Soil, microclimate, geography – all play a key role in producing a good bottle of wine, as does the winemaking process itself. But the most important element of winemaking is the grape itself, and the family of vines to which it belongs. In Ontario, we grow more than 50 different varieties of wine grapes.
The world’s highest quality wine grapes belong to a species of grapes known as Vitis vinifera (commonly referred to as Vinifera), which are native to Europe. In Ontario, the majority of commercial wine grape species are viniferas, and include varieties like Chardonnay, Cabernet, Gamay, Merlot, Pinot Noir, Riesling, etc.
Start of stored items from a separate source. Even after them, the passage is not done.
PR #281, opened 2015-06-05
Fix USPS requests with only a country

trishume:
A failing remote test tipped me off to this. If the destination postal code was nil because only a country was provided then the API would return an error because AcceptanceDateTime is only allowed when DestinationPostalCode is present.

This PR fixes the remote test and also creates a local test for the fix.

After this and #280 are merged the USPS remote tests will all be passing and I will release a new bugfix release.

@RichardBlair @kmcphillips cc @jnormore

### DIFF
--- a/lib/active_shipping/carriers/usps.rb
+++ b/lib/active_shipping/carriers/usps.rb
@@ -404,8 +404,10 @@ module ActiveShipping
                 xml.public_send(COMMERCIAL_FLAG_NAME.fetch(commercial_type), 'Y')
               end
               xml.OriginZip(origin.zip)
-              xml.AcceptanceDateTime((options[:acceptance_time] || Time.now.utc).iso8601)
-              xml.DestinationPostalCode(destination.zip)
+              if destination.zip.present?
+                xml.AcceptanceDateTime((options[:acceptance_time] || Time.now.utc).iso8601)
+                xml.DestinationPostalCode(destination.zip)
+              end
             end
           end
         end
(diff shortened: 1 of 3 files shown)


lib/active_shipping/carriers/usps.rb
```diff
@@ -404,8 +404,11 @@ def build_world_rate_request(origin, packages, destination, options)
                 xml.public_send(COMMERCIAL_FLAG_NAME.fetch(commercial_type), 'Y')
               end
               xml.OriginZip(origin.zip)
-              xml.AcceptanceDateTime((options[:acceptance_time] || Time.now.utc).iso8601)
-              xml.DestinationPostalCode(destination.zip)
+              # AcceptanceDateTime without DestinationPostalCode isn't allowed
```
RichardBlair: Remove comment. The code explains this just fine.

RichardBlair:
other than the one comment, :shipit:

lib/active_shipping/carriers/usps.rb
```diff
@@ -404,8 +404,10 @@ def build_world_rate_request(origin, packages, destination, options)
                 xml.public_send(COMMERCIAL_FLAG_NAME.fetch(commercial_type), 'Y')
               end
               xml.OriginZip(origin.zip)
-              xml.AcceptanceDateTime((options[:acceptance_time] || Time.now.utc).iso8601)
-              xml.DestinationPostalCode(destination.zip)
+              if destination.zip
```
kmcphillips: Presence? Worried about empty string here?

kmcphillips:
:+1:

European hybrids (French, German and others), which include Baco Noir, Seyval Blanc, and Vidal, are also native to Europe. Hybrids, which originate from two parent vines, arose from breeding programs that sought to avoid having to graft vinifera vines on phylloxera resistant rootstocks while keeping the flavour characteristics and quality of European varieties.
While less popular than "pure" vinifera varieties, hybrids have their place in winemaking. Vidal, for example, is the main grape cultivar used for Icewine production in Ontario. Its thicker skin, tendency for fruit to remain on the cluster without falling off well into winter, cold hardiness, and flavour profile make it an ideal grape for our famous dessert wine.